According to the present invention, certain of the foregoing objects and other objects are achieved by a modular solvent extraction plant, a method of making the same, and a method of using the same. This modular solvent extraction plant is downstream of a leach site containing metal ore where acid-enriched raffinate is fed into the leach dump or heap, and the raffinate leaches metal from the metal ore, forming a pregnant leach solution (PLS). In high volume hydrometallurgic plants requiring few theoretical stages, the PLS is then pumped to a stage-wise, plug flow contactor(s) that mixes the pregnant leach solution with an independently pumped barren organic solution to form a mixed emulsion. During the mixing process, the metal is extracted by and transferred to the organic solution, resulting in a loaded organic solution and a metal depleted raffinate as the components of the mixed emulsion. The mixed emulsion is then fed to a separator having corrugated sheet or parallel plate coalescing material in its first section. The separator separates the raffinate from the loaded organic solution. The raffinate is then fed into a raffinate coalescer, which removes organic entrainment from the raffinate. The loaded organic solution is then fed into a loaded organic coalescer unit, which removes raffinate entrainment from the loaded organic solution. The loaded organic solution is then fed into a second stage-wise, plug flow contactor, which mixes the loaded organic solution with a lean electrolyte solution. The metal in the loaded organic solution is transferred to the electrolyte solution leaving a mixture of a barren organic solution and a rich metal electrolyte solution. The mixture is then fed into a second separator that separates the metal electrolyte solution from the barren organic solution. This second separator also includes corrugated sheet or parallel plate coalescing material in its first section. The metal electrolyte solution is then fed into an electrolyte coalescer unit, which removes organic entrainment from the metal electrolyte solution. The metal-rich electrolyte solution is then fed to an electrowinning tankhouse, wherein metal cathodes are formed.

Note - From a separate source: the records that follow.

PR #345, opened 2016-10-07
Address weird SAR cases. Fixes #310

### LINKED ISSUE #310: Support for SAR in imageattr
In https://rtcweb-wg.github.io/jsep/#rfc.section.3.6.2 we say 

For an "a=imageattr recv" attribute, only size limits are considered. Any other values, e.g. aspect ratio, MUST be ignored.

Ignoring sar seem problematic because we may get squashed video if the sender is not sending square pixels. (some video codecs can indicated the sar in the video stream but some can't)

juberti:
Fixes #310

### DIFF
--- a/draft-ietf-rtcweb-jsep.xml
+++ b/draft-ietf-rtcweb-jsep.xml
@@ -665,6 +665,15 @@ candidate:1 1 UDP 1694498815 192.0.2.33 10000 typ host
         what it receives due to application preferences, e.g. a
         specific size for the window in which the video will be
         displayed.</t>
+
+        <t>Note that certain codecs support transmission of samples with aspect
+        ratios other than 1.0 (i.e., non-square pixels).
+        JSEP implementations will not transmit non-square pixels, but SHOULD
+        receive and render such video with the correct aspect ratio.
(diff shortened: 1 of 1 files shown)


draft-ietf-rtcweb-jsep.xml
```diff
@@ -665,6 +665,15 @@ candidate:1 1 UDP 1694498815 192.0.2.33 10000 typ host
         what it receives due to application preferences, e.g. a
         specific size for the window in which the video will be
         displayed.</t>
+
+        <t>Note that certain codecs support transmission of samples with aspect
+        ratios other than 1.0 (i.e., non-square pixels).
+        JSEP implementations will not transmit non-square pixels, but SHOULD
+        receive and render such video with the correct aspect ratio.
```
ekr: I think this would do with a forward pointer about how you would know that.

fluffy: So if we get SDP that requires sending with non square, we should reject that ?

juberti: Sorry, not sure exactly what is needed here. What did you want to see a pointer to?

PR #347, opened 2016-10-07
Per Justin's comments, remove all description of generating

### LINKED ISSUE #149: Limitation on SSRC change is in violation with RFC7160 regarding RTP PT change
I want raise for discussion the fact that I think JSEP does not handle RTP payload type switching as currently specified.

So lets walk through a case of RTP payload type switching and what it means according to the specifications we do have.

So we have an established PeerConnection with one audio track for which we have negotiated the possibility to send both PCM and OPUS. If the sender decides to switch RTP payload type, lets say from OPUS to PCM. The reason is actually not important, but lets say due to a "replace track" API call as currently being discussed on W3C WebRTC group.

When that RTP payload type switch from OPUS to PCM we also have an RTP timestamp rate change, from 48 kHz to 8 kHz. As specified in RTP usage (Section 4.3):

   If performing changes between two RTP payload types that use
   different RTP clock rates, an RTP sender MUST follow the
   recommendations in Section 4.1 of [RFC7160].

So lets look at what RFC 7160 says:

4.1.  RTP Sender (with RTCP)

   An RTP Sender with RTCP turned on MUST use a different SSRC for each
   different clock rate.  An RTCP BYE MUST be sent and a new SSRC MUST
   be used if the clock rate switches back to a value already seen in
   the RTP stream.

Thus, this Payload type change forces the use of a new SSRC.

This in itself should not be a significant issue. The binding to the right media block in the SDP is done using MID. Which, will be sent in an RTP header extension to ensure that stream upon reception is correctly associated. The RTP synchronization information will arrive in RTCP or even in the RTP header extension if the peers both supports RFC 6051. Thus minimal media impacts is to be expected.

But, discussing what happens in this case with Stefan Håkansson we did look into JSEP. And here we clearly have some short commings in the specification.

A. First of all there is an assumption that the value of a=ssrc will not change. For example Section 5.2.2 (Subsequent Offers):

  o  For MediaStreamTracks that are still present, the "a=msid",
      "a=ssrc", and "a=ssrc-group" lines MUST stay the same.

This limitaiton can't be left in place.

ekr:
a=ssrc and a=ssrc-group. Fixes #149.

### DIFF
--- a/draft-ietf-rtcweb-jsep.xml
+++ b/draft-ietf-rtcweb-jsep.xml
@@ -1954,30 +1954,6 @@ candidate:1 1 UDP 1694498815 192.0.2.33 10000 typ host
               <xref target="I-D.ietf-rtcweb-rtp-usage"></xref>, Section
               5.1.</t>
 
-              <t>An "a=ssrc" line, as specified in
-              <xref target="RFC5576"></xref>, Section 4.1, indicating
-              the SSRC to be used for sending media, along with the
-              mandatory "cname" source attribute, as specified in
-              Section 6.1, indicating the CNAME for the source. The
-              CNAME MUST be generated in accordance with Section 4.9 of
-
-              <xref target="I-D.ietf-rtcweb-rtp-usage"></xref>.</t>
-
-              <t>If RTX is supported for this media type, another
-              "a=ssrc" line with the RTX SSRC, and an "a=ssrc-group"
-              line, as specified in
-              <xref target="RFC5576"></xref>, section 4.2, with
-              semantics set to "FID" and including the primary and RTX
-              SSRCs.</t>
-
-              <t>If FEC is supported for this media type, another
-              "a=ssrc" line with the FEC SSRC, and an "a=ssrc-group"
-              line with semantics set to "FEC-FR" and including the
-              primary and FEC SSRCs, as specified in
-              <xref target="RFC5956"></xref>, section 4.3. For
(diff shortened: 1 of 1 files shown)


ekr:
@juberti: note I still assume you might *receive* a=ssrc because it might come from non-JSEP endpoints. LMK if you want that removed.

draft-ietf-rtcweb-jsep.xml
```diff
@@ -2212,10 +2164,10 @@ candidate:1 1 UDP 1694498815 192.0.2.33 10000 typ host
             with an m= section, and the m= section is not being
             recycled as described above, an m= section MUST be
             generated for it with the port set to zero and the
-            "a=msid", "a=ssrc", and "a=ssrc-group" lines removed.</t>
+            "a=msid" line removed.</t>
 
             <t>For RtpTransceivers that are not stopped, the "a=msid",
```
juberti: remove superfluous comma

draft-ietf-rtcweb-jsep.xml
```diff
@@ -2756,7 +2683,7 @@ candidate:1 1 UDP 1694498815 192.0.2.33 10000 typ host
             omitted.</t>
 
             <t>For RtpTransceivers that are not stopped, the "a=msid",
-            "a=ssrc", and "a=ssrc-group" lines MUST stay the same.</t>
+            line MUST stay the same.</t>
```
juberti: spurious comma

Additional objects are achieved by an organic scrub station for treating loaded organic solution from the plant and a process for using the same. The organic scrub station includes a stage-wise, plug flow contactor that mixes a scrub solution and loaded organic solution from the plant, which is comprised of an organic solution, a desired metal and certain contaminants, into a mixed emulsion, a separator connected to the contactor and having a first section comprised of coalescing material for breaking up the emulsion and a quiet zone for further separation of the scrub solution and the loaded organic solution, and a coalescer for receiving the loaded organic solution from the separator, wherein the coalescer removes scrub solution entrainment from the loaded organic solution. Still another aspect of the present invention is a process for removing contaminants from the loaded organic solution created in the plant using the organic scrub station of the present invention. This process involves mixing a scrub solution and a loaded organic solution, which is comprised of an organic solution, a desired metal and contaminants, into an emulsion, wherein said contaminants are transferred to said scrub solution, separating the emulsion into a scrub solution containing contaminants and a loaded organic solution, and polishing the loaded organic solution by feeding it through a coalescer so as to remove scrub solution entrainment.
Additional objects, advantages and novel features of the invention will be set forth in part in the description which follows, and in part will become apparent to those skilled in the art upon examination of the following, or may be learned from practice of the invention. The objects and advantages of the invention may be realized and attained by means of the instrumentalities and combinations particularly pointed out in the appended claims.